All pregnant individuals in California have access to California prenatal screening (CA PNS), also called sequential integrated screening. This noninvasive process is carried out in two steps.
In the first step, which is performed when the pregnancy is between 10 and 14 weeks, a blood sample is taken from the pregnant person and a nuchal translucency ultrasound is performed to measure the fluid at the back of the baby's neck. If the blood test is scheduled prior to the ultrasound, we can provide those results at the end of your ultrasound appointment. The blood test results, nuchal translucency measurement and pregnant person's age are together used to estimate the risk for Down syndrome and trisomy 18 (a genetic condition, also called Edwards syndrome, that affects fetal development).
The second step is a test performed with a blood sample from the pregnant person when the pregnancy is between 15 and 20 weeks. When the results of this blood test are combined with the results from the first trimester blood test and nuchal translucency ultrasound, the detection rate for Down syndrome increases. This test also provides a personal risk assessment for having a fetus with trisomy 18, Smith-Lemli-Opitz syndrome (a genetic condition that can slow growth and cause intellectual disability), an open neural tube defect (a problem with the formation of the embryo's nervous system, such as spina bifida) or an abdominal wall defect (an abnormal opening in the abdomen).
Amniocentesis, chorionic villus sampling (CVS) and ultrasound are the three primary procedures for diagnostic testing.
Amniocentesis is the test we most commonly use to identify chromosomal problems, such as Down syndrome. (In at-risk fetuses, it can be used to detect other genetic diseases, such as cystic fibrosis, Tay-Sachs disease and sickle cell disease.)
An amniocentesis procedure for genetic testing is typically performed when the pregnancy is between 15 and 20 weeks. Under ultrasound guidance, a needle is inserted through the abdomen to remove a small sample of amniotic fluid. Cells from the fluid are cultured and a karyotype test – an analysis of the cells' chromosomal makeup – is performed. It takes about two weeks to receive the results. Amniocentesis detects most chromosomal disorders with a high degree of accuracy.
There is a low risk of miscarriage as a result of amniocentesis – about 1 in 900. Miscarriage rates for amniocentesis performed at UCSF are extremely low.

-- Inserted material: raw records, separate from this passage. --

PR #188, opened 2017-04-21
pk-main: segfault when config file is not found [v2].

jcfaracco:

See:

`conf_filename` is NULL and inside that function the `assert()` fails:

    $ sudo packagekitd

    Segmentation fault

This commit fixes the problem.

### DIFF
--- a/src/pk-main.c
+++ b/src/pk-main.c
@@ -173,6 +173,10 @@ main (int argc, char *argv[])
 	/* get values from the config file */
 	conf = g_key_file_new ();
 	conf_filename = pk_util_get_config_filename ();
+	if (conf_filename == NULL) {
+		g_print ("Cannot found config file.");
+		goto out;
+	}
 	ret = g_key_file_load_from_file (conf, conf_filename,
 					 G_KEY_FILE_NONE, &error);
 	if (!ret) {


src/pk-main.c
```diff
@@ -173,6 +173,10 @@ main (int argc, char *argv[])
 	/* get values from the config file */
 	conf = g_key_file_new ();
 	conf_filename = pk_util_get_config_filename ();
+	if (conf_filename == NULL) {
+		g_print ("Cannot found config file.");
```
ximion: Really really minor, but `Cannot found config file.` is weird English - maybe `Could not find config file.` or `Config file not found.` would be better here.
Or, IMHO even better and by using `g_printerr`:
```C
g_printerr ("Config file '%s' not found.", conf_filename);
```

Additionally, but unrelated to this PR: @hughsie, shouldn't we exit with a non-zero exit status if we encounter such initialization issues? At time, PK seems to always terminate with an exit code of zero.

ximion:
Btw, I think you can just force-push to your repo, the bug that Github forgets the comments made on PRs is gone, AFAIK, and the existing PR will just update in that case.

src/pk-main.c
jcfaracco: Ok, let me change the message. ;-)
I didn't change to `g_printerr()` now to follow the current pattern inside pk-main.c.
I totally agree, but maybe it can be introduced by another patch. There are many occurrences of others `g_print()` for errors in other files either.

jcfaracco:
I create a v3 PR with the recommendations. For reference #190 
Probably, other files will need to be checked if they are using `g_print()` for errors too.

Conan-Kudo:
Can we close this PR, since I think v3 was merged?

ximion:
Jep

Like amniocentesis, chorionic villus sampling is most commonly used to identify chromosomal problems, such as Down syndrome. (It can also be used to detect other genetic diseases – including cystic fibrosis, Tay-Sachs disease and sickle cell disease – in at-risk fetuses.) The main advantage over amniocentesis is that CVS is done much earlier in pregnancy, at 10 to 13 weeks rather than 15 to 20 weeks.
CVS involves removing a tiny piece of tissue from the placenta for analysis. Under ultrasound guidance, this sample is obtained either with a needle inserted through the abdomen or a catheter inserted through the vagina and into the cervix (outer end of the uterus). The tissue is cultured and a karyotype test of the cells' chromosomal makeup is performed. It takes about two weeks to receive the results.
While it can provide information earlier in pregnancy than amniocentesis, CVS does not detect spinal cord defects. However, we can screen for spinal cord defects later in the pregnancy using expanded alpha-fetoprotein (AFP) blood testing or ultrasound.
There is a low risk of miscarriage as a result of CVS – about 1 in 450. Miscarriage rates for CVS procedures performed at UCSF are very low.
While the primary purpose of ultrasound is to determine the pregnancy's status – due date, size of the fetus and whether there's more than one baby – ultrasound can also provide some information about possible birth defects. All pregnant UCSF patients undergo a comprehensive ultrasound exam before any invasive tests are performed. We will explain your ultrasound results at the time of your visit.
In some patients, an ultrasound raises concern for a fetal abnormality. This possibility makes ultrasound expertise crucial, so you may find it reassuring that we have extensive experience in performing and interpreting ultrasound exams in pregnancy.
The meaning of a positive result
If you receive positive results on a screening test, we recommend that you discuss its implications and your options with your doctor and a genetic counselor. They will explain what types of diagnostic testing are available. Whether to have invasive genetic testing is your decision.
If a diagnostic test finds a genetic abnormality, we recommend discussing the significance of the result with experts on the condition, including a medical geneticist and a genetic counselor, as well as your doctor.